§ **EXTRACTED ENTRIES**
++++++++
PR #737, opened 2024-01-05
Drop sorting of qubit pairs to support CNOT native

### LINKED ISSUE #677: Cross resonance support
We can add a new pulse type and qubit channel.

### LINKED ISSUE #678: Drop tuple sorting from `platform.pairs`
If the native gate is CNOT, (q0, q1) pair should be different than (q1, q0).

stavros11:
Fixes #678 and also adds CNOT as a possible two-qubit native gate. I added a CNOT in the dummy platform as a proof-of-concept and for testing.

This may also be fix #677 as it is possible to add drive pulses of different frequencies acting on arbitrary qubits under the two-qubit section of the runcard. This may be sufficient to implement two-qubit gates using cross resonance (to be confirmed).

Checklist:
- [ ] Tests are passing.


src/qibolab/native.py
```diff
@@ -348,8 +346,18 @@ class TwoQubitNatives:
     """Container with the native two-qubit gates acting on a specific pair of
     qubits."""
 
-    CZ: Optional[NativeSequence] = None
-    iSWAP: Optional[NativeSequence] = None
+    CZ: Optional[NativeSequence] = field(default=None, metadata={"symmetric": True})
+    CNOT: Optional[NativeSequence] = field(default=None, metadata={"symmetric": False})
+    iSWAP: Optional[NativeSequence] = field(default=None, metadata={"symmetric": True})
```
AleCandido, line 351: I'm not completely sure that using the field `metadata` is advisable.

Would you explain your choice?

AleCandido: I.e. I see your point of keeping the static information together with the field definition, that is fine.

However, the `TwoQubitNatives` is becoming something like a container of enum values (actually, enum can not contain further data in Python, so it's more something like a container of homogeneous objects, i.e. same parent class).

However, if this is working, even fine like this. We could rework the `TwoQubiteNatives` class later on.

src/qibolab/native.py
```diff
@@ -348,8 +346,18 @@ class TwoQubitNatives:
...
+
+    @property
+    def symmetric(self):
+        """Check if the defined two-qubit gates are symmetric between target
+        and control qubits."""
+        for fld in fields(self):
+            if not fld.metadata["symmetric"] and getattr(self, fld.name) is not None:
+                return False
+        return True
```
AleCandido, line 360: This maybe would be more explicit as something like:
```suggestion
        return all(not fld.metadata["symmetric"] and getattr(self, fld.name) is not None for fld in fields(self))
```
(properly formatted, of course)

Just because in this way, you declare your intent from the beginning: check if all elements of a sequence satisfy a certain condition or not.

tests/conftest.py
```diff
@@ -6,7 +6,7 @@
 from qibolab import PLATFORMS, create_platform
 
 ORIGINAL_PLATFORMS = os.environ.get(PLATFORMS, "")
-DUMMY_PLATFORM_NAMES = ["qm", "qblox", "rfsoc", "zurich"]
+DUMMY_PLATFORM_NAMES = ["dummy_couplers", "qm", "qblox", "rfsoc", "zurich"]
```
AleCandido, line 9: There are possibly too many dummies here (lhs & rhs).

However, dummy on the rhs is fine, the left one is dummy in a different sense, so it has been badly chosen (most likely by me).

But I'd try to avoid the `_couplers`: do we really need to maintain a dummy w/ and w/o couplers?

(This comment is quite unrelated to this PR)

stavros11: The original idea was that having a dummy with couplers should be sufficient for testing both so initially we introduced it on top of the existing dummy. However, then we were testing (mainly qibocal) using only the dummy with couplers and we ended up breaking multiple routines for platforms that did not have couplers without noticing. So we decided to create a dummy for both cases to be safe.

Most likely with a better design of `Qubit`/`Coupler` objects we will be able to get away with one dummy, but until we reach that stage, I'd prefer to keep both.

Regarding lhs, I don't see any issue with the name. Maybe we could just document that these are the platforms used in the CI tests that have no access to instruments and they represent artificial configurations that could exist in a lab (but do not exist in the real lab).

AleCandido: > Regarding LHS, I don't see any issue with the name. Maybe we could just document that these are the platforms used in the CI tests that have no access to instruments and they represent artificial configurations that do not exist in the real lab (although in principle they could).

Yeah, but we could call them `TESTING_PLATFORM_NAMES` or `SANDBOX_PLATFORM_NAMES` or whatever else.
My idea here is that is confusing talking about a `dummy-qm` and a `dummy-dummy`, because the word dummy is used both to signal that we're using them for CI tests, but also for the specific dummy platform.

AleCandido: Concerning everything else: thanks for the explanation, I missed part of the story. Then I agree with you, let's postpone the possible unification to after the couplers reshuffling.

AleCandido (approved):

src/qibolab/dummy.yml
```diff
@@ -107,6 +107,11 @@ native_gates:
             - {type: virtual_z, phase: 0.0, qubit: 2}
             - {duration: 30, amplitude: 0.05, shape: Rectangular(), coupler: 3, relative_start: 0,
                 type: coupler}
+            CNOT:
+            - {duration: 40, amplitude: 0.3, shape: 'Drag(5, -0.02)', frequency: 4150000000.0,
+                relative_start: 0, phase: 0, type: qd, qubit: 2}
+            - {type: virtual_z, phase: 0.0, qubit: 1}
+            - {type: virtual_z, phase: 0.0, qubit: 2}
```
hay-k, line 114: Is this supposed to be a realistic representation of CNOT, or just something for now that should be clarified later?

stavros11: Not realistic, everything in the dummy platform is just a placeholder. It will be deserialized during the platform initialization in tests but it is not used in any execution as the dummy platform just returns random numbers.

That being said, the more realistic this is the better but I am not very familiar with CNOT calibration. I believe it requires a drive pulse on the line of one of the qubits with the frequency of the other qubit, which is what I put in this example.

src/qibolab/serialize.py
```diff
@@ -90,10 +92,20 @@ def register_gates(
...
+        qpair = pairs[(q0, q1)]
+        native_gates = TwoQubitNatives.from_dict(qubits, couplers, gatedict)
+        if native_gates.symmetric:
+            qpair.qubit1 = qubits[q0]
+            qpair.qubit2 = qubits[q1]
+            qpair.native_gates = native_gates
+        else:
+            pairs[(q0, q1)] = QubitPair(
+                qubits[q0], qubits[q1], qpair.coupler, native_gates
+            )
```
hay-k, line 108: I am struggling to understand why this `if` statement exists. It looks like you are eventually doing the same thing in both branches. Am I overlooking anything?

AleCandido: Not exactly, but yes, I'd say you're right.

The difference is that the first one is mutating the object in the collection, and the second is replacing it.
It could have different side effects, but I agree is not acting on the qubit sorting (which anyhow it should not, in my opinion).

AleCandido: In particular, I would always replace, and make `QubitPair` frozen.

stavros11: Yes, the idea is that if all native gates are symmetric `platform.pairs[(q0, q1)]` should point to the same object with `platform.pairs[(q1, q0)]`, while if there is at least one assymetric gate they should be different.

> In particular, I would always replace, and make `QubitPair` frozen.

Replacing should be possible, making it frozen I am not sure if is feasible in the context of this PR because `QubitPair` contains `Qubit` and `TwoQubitNatives` which are not frozen and making `Qubit` frozen is not very trivial. I am not sure if it makes sense to have a frozen object that contains mutable objects.

AleCandido: > Replacing should be possible, making it frozen I am not sure if is feasible in the context of this PR because `QubitPair` contains `Qubit` and `TwoQubitNatives` which are not frozen and making `Qubit` frozen is not very trivial. I am not sure if it makes sense to have a frozen object that contains mutable objects.

In Python, everything is possible:
https://docs.python.org/3/library/dataclasses.html#frozen-instances
(not really, but you can expect loose rules and few checks)

But it doesn't mean it makes sense.

So, having *frozen* objects with mutable parts would not make sense, definitely. But the idea is really to limit mutability of our data, and we should do starting from the leaves.

Another option would be to pass qubit ids, instead of instances. And this could make sense, because you could identify the objects anyhow, but you'd avoid syncing issues (e.g. that the `Qubit` inside the pair and the one with the same name inside the platform diverge).

However, this is not necessarily for this PR, and I see that the mutability was exploit on purpose, so the comment should be addressed.

stavros11: I tried to make this part a bit more readable in 9fc2b9c4086bfb30a843a50bddc8c181e9159e34 and will open an issue regarding immutabilility. I believe this addresses this comment.

stavros11: #747 about making frozen.

src/qibolab/dummy.yml
hay-k: Yeah, the reason I asked is that the cross resonance CNOT sequence is more complicated and involves driving both the control and target qubit. The control qubit is driven with both pulses on its own frequency and on the frequency of the other qubit. The pulses of own frequency is ordinary pi-pulse and can be DRAG, while the pulses of other qubit's frequency and the pulses of target qubit are most-probably a flat-topped longer pulses. There is also a simpler version that does not involve pulses on the target qubit.

hay-k (approved):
++++++++
§ **TASK REQUIREMENTS**
Wherever the string "frozen" is found in the entries, copy the line it sits in.

§ **RESPONSE TO THE TASK**
AleCandido: In particular, I would always replace, and make `QubitPair` frozen.
> In particular, I would always replace, and make `QubitPair` frozen.
Replacing should be possible, making it frozen I am not sure if is feasible in the context of this PR because `QubitPair` contains `Qubit` and `TwoQubitNatives` which are not frozen and making `Qubit` frozen is not very trivial. I am not sure if it makes sense to have a frozen object that contains mutable objects.
AleCandido: > Replacing should be possible, making it frozen I am not sure if is feasible in the context of this PR because `QubitPair` contains `Qubit` and `TwoQubitNatives` which are not frozen and making `Qubit` frozen is not very trivial. I am not sure if it makes sense to have a frozen object that contains mutable objects.
https://docs.python.org/3/library/dataclasses.html#frozen-instances
So, having *frozen* objects with mutable parts would not make sense, definitely. But the idea is really to limit mutability of our data, and we should do starting from the leaves.
stavros11: #747 about making frozen.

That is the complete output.